I see examples on finetuning use system prompt with GPT-3.5. I also seen comments that a generic system prompt would not be necessary, because the model would learn from the finetuning data.
Has anyone tested, even in small scale, if the system prompt should be included or it is simply extra cost?
Think of something like this “You are an accurate translator. When users says something, return exactly the same text in English”. Should I repeat this in my finetuning dataset to give it an initial hint on what is expected, or should I skip it?
As I understand, if I use system prompt in training data, I also need to use it when doing completions, and it may lead to slight increase in costs, but perhaps only a few percentage. I may also give a much longer prompt, giving instructions on the exact localization I prefer, formatting etc. so it may be in ~10% of extra cost range.
I mean finetuning of gpt-3.5-turbo: https://platform.openai.com/docs/guides/fine-tuning I know I used slightly wrong term. It is not exactly “training a model” but finetuning the output for format and style based on my examples.
Based on some experimentation, I think the answer is: yes, we should repeat the system prompt in the dataset. That means we must use it when consuming the dataset, although we can also slightly change it for slightly altered purposes.
The reason is that the system prompt helps the model generate almost correct answer, and then finetuning has less work to adjust the response.
If the training dataset is big, then included the system prompt is probably unnecessary.
I have noticed that if you include a system message that if you prompt with a system prompt that is significantly different, then the desired behavior breaks down. Is there a particular strategy to make a model generalize to any novel system prompt, while maintaining the correct behavior motivated by the fine-tune? I have tried a lot of fine-tune experiments so feel free to ask me any questions too.

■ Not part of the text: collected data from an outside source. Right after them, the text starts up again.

Issue #458, opened 2015-04-29
Zipping uneven iterable


dkingman:
Immutable currently will only zip iterables up to the shortest length of the set. So for something like this:

```
var a = Seq.of(1, 2, 3);
var b = Seq.of(4, 5;
var c = a.zip(b)
```

`c` will be `Seq [ [ 1, 4 ], [ 2, 5 ] ]`. Is this intended? This seems like the least useful case. Lodash for example will fill in, "missing" values with `undefined`.

mduvall:
I believe this is intended, consider a pathological case where `a` in your example is a stream and you know that `b` is a finite sequence. The `Seq` returned should close over the finite sequence.

Other language examples include:

The documentation for Scala's `List.zip` says it will return: `a new list containing pairs consisting of corresponding elements of this list and that. The length of the returned collection is the minimum of the lengths of this list and that.`

In both Scala and Haskell this is true:

```scala
scala> val a = List(1,2,3)
a: List[Int] = List(1, 2, 3)

scala> val b = List(1,2)
b: List[Int] = List(1, 2)

scala> a zip b
res0: List[(Int, Int)] = List((1,1), (2,2))
```

```haskell
Prelude> let a = [1,2,3]
Prelude> let b = [1,2]
Prelude> zip a b
[(1,1),(2,2)]
```

dkingman:
Fair enough. Wasn't thinking about the case of infinite sequences. Might be nice to have a function like Scala's `zipAll` which takes up to the longest list, filling in with a default as it goes. Not sure how well that would play with the existing interface in Immutable. 

Another option would be to pass in a length parameter and take up to that length, filling in with a default. This would avoid the infinite sequence issue.

leebyron:
This is a great suggestion. Other libs call this "zipLongest" but I kinda like "zipAll"

mduvall:
@leebyron Ah interesting, did not know that!

mduvall:
@leebyron @dkingman I gave it a swing over in https://github.com/facebook/immutable-js/pull/460, would love feedback!

dkingman:
Great work @mduvall! Thanks for taking this on. Scala and [Python](https://docs.python.org/2/library/itertools.html#itertools.izip_longest) both provide the option to fill with a default value. I know doing it that way would involve diving into the iterator so I'm not sure if it's worth it. Ruby and others don't allow specified defaults and just fill with nil/null/etc. I can see how allowing a specified default would be useful though. What do you all think?

[...]

PR #1195, opened 2017-03-30
Implement zipAll (Issue #458)

adityavkk:
Implements `zipAll`

Unlike `zip`, `zipAll` continues zipping until the longest collection is exhausted. Missing values from shorter collections are filled with `undefined`.

This PR builds on some earlier work done in a previous [PR](https://github.com/facebook/immutable-js/pull/460)


src/Operations.js
```diff
@@ -822,18 +825,22 @@ export function zipWithFactory(keyIter, zipper, iters) {
       let steps;
       if (!isDone) {
         steps = iterators.map(i => i.next());
-        isDone = steps.some(s => s.done);
+        if (zipAll) isDone = steps.every(s => s.done);
+        else isDone = steps.some(s => s.done);
       }
+
```
arjans: This is the critical change in logic, as @leebyron [pointed out](https://github.com/facebook/immutable-js/pull/460/files#r29642099) in an earlier pull request.

dist/immutable.js
```diff
@@ -1848,18 +1851,22 @@ function zipWithFactory(keyIter, zipper, iters) {
...
+
       if (isDone) {
         return iteratorDone();
       }
+
       return iteratorValue(
         type,
         iterations++,
-        zipper.apply(null, steps.map(function (s) { return s.value; }))
+        zipper.apply(null, steps.map(function (s) { return s.done ? undefined : s.value; }))
```
leebyron: When `s.done` is true, `s.value` is guaranteed to be `undefined`, so is this change necessary?

dist/immutable.js
```diff
@@ -1848,18 +1851,22 @@ function zipWithFactory(keyIter, zipper, iters) {
       var steps;
       if (!isDone) {
         steps = iterators.map(function (i) { return i.next(); });
-        isDone = steps.some(function (s) { return s.done; });
+        if (zipAll) { isDone = steps.every(function (s) { return s.done; }); }
+        else { isDone = steps.some(function (s) { return s.done; }); }
```
leebyron: Please use a ternary for this:

```
isDone = zipAll ? steps.every(...) : steps.some(...)
```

Strategy 1: have the resources of OpenAI to train chat models.
It is a good application to try to restore some quality of system instruction following. If you can fine tune on varying user instructions, then there is not much difference if you break the barrier and are also including system instructions in the instruction-following.
However, I fear that to generalize, beyond a subset of varying instructions placed in to that set system prompt of your application, would require a massive training set, and training in one domain could degrade another, even if you are only varying between “you talk like my uncle”, “you talk like my aunt”, “you respond in Shakespeare’s early Modern English”.
Hi guys I know it was solved, just saying what my experience showed so far:
When you do fine-tuning on a single task which is clearly defined, then system prompt can be reduced from the complete instructions on how to achieve the task to simple task name or even none in some cases.
On the other hand when you fine tune for multiple tasks and the model needs to know how to do the particular task or some context is presented in a system message in this case yes you need to keep the system message as it is required for the model to achieve the task despite the fine tuning.